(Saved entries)
Segment Open
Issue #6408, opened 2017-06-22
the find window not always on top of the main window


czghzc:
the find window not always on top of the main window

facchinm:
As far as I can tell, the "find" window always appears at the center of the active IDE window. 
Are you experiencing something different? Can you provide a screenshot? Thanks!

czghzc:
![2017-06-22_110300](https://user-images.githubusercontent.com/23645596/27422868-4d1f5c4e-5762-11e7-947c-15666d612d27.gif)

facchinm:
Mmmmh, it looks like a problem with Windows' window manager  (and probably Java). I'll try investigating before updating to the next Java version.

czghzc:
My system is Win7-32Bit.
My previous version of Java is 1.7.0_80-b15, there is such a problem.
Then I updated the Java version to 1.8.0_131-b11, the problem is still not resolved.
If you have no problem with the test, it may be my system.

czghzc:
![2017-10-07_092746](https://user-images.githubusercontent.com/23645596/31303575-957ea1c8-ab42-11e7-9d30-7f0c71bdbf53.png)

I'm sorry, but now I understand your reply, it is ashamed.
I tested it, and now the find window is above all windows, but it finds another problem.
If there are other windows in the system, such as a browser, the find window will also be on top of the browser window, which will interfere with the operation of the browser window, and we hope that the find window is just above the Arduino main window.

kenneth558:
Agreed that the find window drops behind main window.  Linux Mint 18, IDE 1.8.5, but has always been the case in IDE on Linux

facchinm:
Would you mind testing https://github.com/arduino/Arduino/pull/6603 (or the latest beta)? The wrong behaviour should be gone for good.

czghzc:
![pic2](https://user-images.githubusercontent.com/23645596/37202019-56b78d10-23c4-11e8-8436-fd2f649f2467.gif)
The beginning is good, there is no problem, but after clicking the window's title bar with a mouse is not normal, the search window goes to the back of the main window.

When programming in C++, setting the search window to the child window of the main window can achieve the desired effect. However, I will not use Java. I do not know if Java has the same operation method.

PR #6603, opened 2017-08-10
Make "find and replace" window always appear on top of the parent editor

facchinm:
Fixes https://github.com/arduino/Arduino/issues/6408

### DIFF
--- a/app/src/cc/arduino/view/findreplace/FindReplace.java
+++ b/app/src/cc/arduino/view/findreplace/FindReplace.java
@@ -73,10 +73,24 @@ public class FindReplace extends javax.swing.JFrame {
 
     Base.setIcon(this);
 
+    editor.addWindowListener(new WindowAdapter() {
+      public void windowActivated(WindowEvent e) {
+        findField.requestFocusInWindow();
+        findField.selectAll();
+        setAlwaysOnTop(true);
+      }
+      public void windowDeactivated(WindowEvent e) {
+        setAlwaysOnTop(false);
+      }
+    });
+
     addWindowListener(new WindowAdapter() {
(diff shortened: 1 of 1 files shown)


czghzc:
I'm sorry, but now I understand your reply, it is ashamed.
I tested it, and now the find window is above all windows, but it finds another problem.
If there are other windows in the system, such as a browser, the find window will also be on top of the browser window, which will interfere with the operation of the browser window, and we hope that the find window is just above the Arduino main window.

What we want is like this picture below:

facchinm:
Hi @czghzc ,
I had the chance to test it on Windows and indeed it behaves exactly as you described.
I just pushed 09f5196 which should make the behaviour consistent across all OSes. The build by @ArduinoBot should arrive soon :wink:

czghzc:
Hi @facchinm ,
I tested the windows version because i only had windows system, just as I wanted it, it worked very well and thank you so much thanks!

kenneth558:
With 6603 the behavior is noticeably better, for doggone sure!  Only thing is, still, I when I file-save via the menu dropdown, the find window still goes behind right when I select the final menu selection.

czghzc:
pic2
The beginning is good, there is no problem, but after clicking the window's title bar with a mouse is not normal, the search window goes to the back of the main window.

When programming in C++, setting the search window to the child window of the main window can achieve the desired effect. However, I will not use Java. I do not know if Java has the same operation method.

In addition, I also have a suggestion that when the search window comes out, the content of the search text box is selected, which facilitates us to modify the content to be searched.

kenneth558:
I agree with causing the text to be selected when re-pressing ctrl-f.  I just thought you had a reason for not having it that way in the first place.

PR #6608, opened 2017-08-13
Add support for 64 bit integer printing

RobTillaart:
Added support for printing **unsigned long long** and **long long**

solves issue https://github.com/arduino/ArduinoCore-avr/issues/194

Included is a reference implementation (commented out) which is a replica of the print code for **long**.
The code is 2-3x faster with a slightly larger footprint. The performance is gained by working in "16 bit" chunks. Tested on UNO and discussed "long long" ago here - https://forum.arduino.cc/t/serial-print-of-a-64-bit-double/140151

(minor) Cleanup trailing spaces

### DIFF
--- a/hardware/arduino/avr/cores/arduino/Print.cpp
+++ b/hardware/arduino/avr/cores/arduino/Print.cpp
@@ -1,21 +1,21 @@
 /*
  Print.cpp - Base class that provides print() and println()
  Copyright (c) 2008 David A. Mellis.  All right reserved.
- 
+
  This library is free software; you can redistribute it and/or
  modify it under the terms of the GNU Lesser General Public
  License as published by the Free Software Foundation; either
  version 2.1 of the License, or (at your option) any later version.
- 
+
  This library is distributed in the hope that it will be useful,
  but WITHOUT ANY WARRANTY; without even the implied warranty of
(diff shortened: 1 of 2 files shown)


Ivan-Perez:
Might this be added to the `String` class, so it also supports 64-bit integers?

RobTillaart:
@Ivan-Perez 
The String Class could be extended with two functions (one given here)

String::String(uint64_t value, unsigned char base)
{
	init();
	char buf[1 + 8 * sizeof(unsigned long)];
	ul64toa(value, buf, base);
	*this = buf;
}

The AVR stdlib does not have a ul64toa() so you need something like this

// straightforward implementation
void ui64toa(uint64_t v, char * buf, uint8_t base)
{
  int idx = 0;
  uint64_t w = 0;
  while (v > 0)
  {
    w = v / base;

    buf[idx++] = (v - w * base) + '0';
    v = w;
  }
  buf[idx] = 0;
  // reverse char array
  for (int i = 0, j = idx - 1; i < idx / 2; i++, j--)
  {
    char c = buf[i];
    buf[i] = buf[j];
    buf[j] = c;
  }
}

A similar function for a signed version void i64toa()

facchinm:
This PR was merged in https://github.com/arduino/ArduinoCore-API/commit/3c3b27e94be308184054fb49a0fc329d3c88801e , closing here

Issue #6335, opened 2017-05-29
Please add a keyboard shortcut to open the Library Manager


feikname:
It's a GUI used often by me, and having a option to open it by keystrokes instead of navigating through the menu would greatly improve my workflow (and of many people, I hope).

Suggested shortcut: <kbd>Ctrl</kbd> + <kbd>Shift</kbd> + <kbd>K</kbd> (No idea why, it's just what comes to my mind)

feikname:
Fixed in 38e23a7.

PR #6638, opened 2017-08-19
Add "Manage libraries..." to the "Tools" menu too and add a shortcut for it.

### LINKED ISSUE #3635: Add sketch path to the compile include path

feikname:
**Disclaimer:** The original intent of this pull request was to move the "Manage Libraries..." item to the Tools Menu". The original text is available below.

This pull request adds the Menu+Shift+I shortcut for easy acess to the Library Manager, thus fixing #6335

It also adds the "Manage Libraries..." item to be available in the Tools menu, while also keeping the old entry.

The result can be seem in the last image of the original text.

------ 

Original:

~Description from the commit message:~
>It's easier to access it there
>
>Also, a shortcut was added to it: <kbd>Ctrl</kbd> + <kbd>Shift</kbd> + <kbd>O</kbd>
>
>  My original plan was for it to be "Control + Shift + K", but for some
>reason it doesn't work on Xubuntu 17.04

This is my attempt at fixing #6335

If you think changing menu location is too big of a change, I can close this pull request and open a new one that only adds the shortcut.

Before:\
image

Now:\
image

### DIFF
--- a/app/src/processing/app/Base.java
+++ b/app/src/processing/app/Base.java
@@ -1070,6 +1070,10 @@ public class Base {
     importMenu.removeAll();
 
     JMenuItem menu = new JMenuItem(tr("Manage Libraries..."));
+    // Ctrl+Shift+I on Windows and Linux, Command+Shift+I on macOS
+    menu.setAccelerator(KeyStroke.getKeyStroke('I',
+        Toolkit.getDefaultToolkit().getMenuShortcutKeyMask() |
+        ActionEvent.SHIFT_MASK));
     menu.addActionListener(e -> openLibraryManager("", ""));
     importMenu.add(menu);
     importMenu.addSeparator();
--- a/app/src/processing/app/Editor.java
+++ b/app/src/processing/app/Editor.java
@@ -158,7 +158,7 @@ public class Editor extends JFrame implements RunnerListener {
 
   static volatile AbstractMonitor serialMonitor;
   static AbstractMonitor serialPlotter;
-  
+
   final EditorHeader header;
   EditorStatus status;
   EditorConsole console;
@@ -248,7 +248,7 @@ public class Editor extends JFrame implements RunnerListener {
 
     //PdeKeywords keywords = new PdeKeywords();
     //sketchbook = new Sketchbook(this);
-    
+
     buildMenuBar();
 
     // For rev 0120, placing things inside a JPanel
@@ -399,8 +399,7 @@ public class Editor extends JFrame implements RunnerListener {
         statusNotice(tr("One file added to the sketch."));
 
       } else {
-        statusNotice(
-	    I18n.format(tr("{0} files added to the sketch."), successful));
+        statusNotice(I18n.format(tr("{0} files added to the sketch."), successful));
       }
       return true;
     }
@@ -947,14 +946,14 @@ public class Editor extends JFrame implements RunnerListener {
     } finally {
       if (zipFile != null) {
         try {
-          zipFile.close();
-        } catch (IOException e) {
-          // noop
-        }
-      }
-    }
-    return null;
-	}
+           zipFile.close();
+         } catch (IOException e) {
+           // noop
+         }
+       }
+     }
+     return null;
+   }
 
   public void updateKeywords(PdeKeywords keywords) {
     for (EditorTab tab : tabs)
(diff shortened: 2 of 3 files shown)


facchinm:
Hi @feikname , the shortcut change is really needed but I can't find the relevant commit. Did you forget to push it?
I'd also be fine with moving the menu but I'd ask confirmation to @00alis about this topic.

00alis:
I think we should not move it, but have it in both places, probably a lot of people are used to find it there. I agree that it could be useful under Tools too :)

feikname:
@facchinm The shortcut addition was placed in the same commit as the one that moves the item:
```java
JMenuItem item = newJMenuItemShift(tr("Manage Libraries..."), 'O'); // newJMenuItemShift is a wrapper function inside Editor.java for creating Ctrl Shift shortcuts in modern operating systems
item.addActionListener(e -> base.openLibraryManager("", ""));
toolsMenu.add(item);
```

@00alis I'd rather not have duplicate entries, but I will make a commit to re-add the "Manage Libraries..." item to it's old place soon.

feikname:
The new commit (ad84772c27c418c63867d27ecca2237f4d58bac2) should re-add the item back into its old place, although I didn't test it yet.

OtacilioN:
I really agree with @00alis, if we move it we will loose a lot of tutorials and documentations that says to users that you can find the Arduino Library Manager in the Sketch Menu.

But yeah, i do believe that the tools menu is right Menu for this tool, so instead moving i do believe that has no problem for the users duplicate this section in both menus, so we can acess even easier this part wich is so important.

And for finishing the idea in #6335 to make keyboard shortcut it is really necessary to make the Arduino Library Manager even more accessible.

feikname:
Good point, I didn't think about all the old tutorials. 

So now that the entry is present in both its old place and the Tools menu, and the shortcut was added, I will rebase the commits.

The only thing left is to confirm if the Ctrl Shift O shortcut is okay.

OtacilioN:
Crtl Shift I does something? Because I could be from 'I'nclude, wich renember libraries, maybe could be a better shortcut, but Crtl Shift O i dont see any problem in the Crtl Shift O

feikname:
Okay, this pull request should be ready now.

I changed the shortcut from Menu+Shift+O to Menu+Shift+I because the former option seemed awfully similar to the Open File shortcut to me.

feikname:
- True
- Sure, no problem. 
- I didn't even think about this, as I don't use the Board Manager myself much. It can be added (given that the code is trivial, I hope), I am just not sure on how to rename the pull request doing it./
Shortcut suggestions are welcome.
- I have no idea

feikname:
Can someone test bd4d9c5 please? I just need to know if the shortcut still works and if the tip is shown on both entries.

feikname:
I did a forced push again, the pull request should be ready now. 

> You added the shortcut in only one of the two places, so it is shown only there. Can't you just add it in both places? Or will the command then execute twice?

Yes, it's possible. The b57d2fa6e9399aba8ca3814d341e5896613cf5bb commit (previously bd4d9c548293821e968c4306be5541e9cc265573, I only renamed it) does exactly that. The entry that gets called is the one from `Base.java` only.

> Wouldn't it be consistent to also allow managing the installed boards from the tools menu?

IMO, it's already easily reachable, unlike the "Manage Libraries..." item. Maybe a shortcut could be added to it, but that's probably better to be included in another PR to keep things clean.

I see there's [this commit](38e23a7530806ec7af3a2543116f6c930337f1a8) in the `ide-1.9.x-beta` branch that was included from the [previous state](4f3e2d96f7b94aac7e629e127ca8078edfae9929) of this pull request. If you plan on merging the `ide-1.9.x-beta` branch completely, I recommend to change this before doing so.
Segment Closed
- _Work instructions_: Each line from the start of the records through the line holding "Then I updated" must be returned exactly; nothing else belongs in the answer.

- _Completed task_:
Issue #6408, opened 2017-06-22
the find window not always on top of the main window


czghzc:
the find window not always on top of the main window

facchinm:
As far as I can tell, the "find" window always appears at the center of the active IDE window. 
Are you experiencing something different? Can you provide a screenshot? Thanks!

czghzc:
![2017-06-22_110300](https://user-images.githubusercontent.com/23645596/27422868-4d1f5c4e-5762-11e7-947c-15666d612d27.gif)

facchinm:
Mmmmh, it looks like a problem with Windows' window manager  (and probably Java). I'll try investigating before updating to the next Java version.

czghzc:
My system is Win7-32Bit.
My previous version of Java is 1.7.0_80-b15, there is such a problem.
Then I updated the Java version to 1.8.0_131-b11, the problem is still not resolved.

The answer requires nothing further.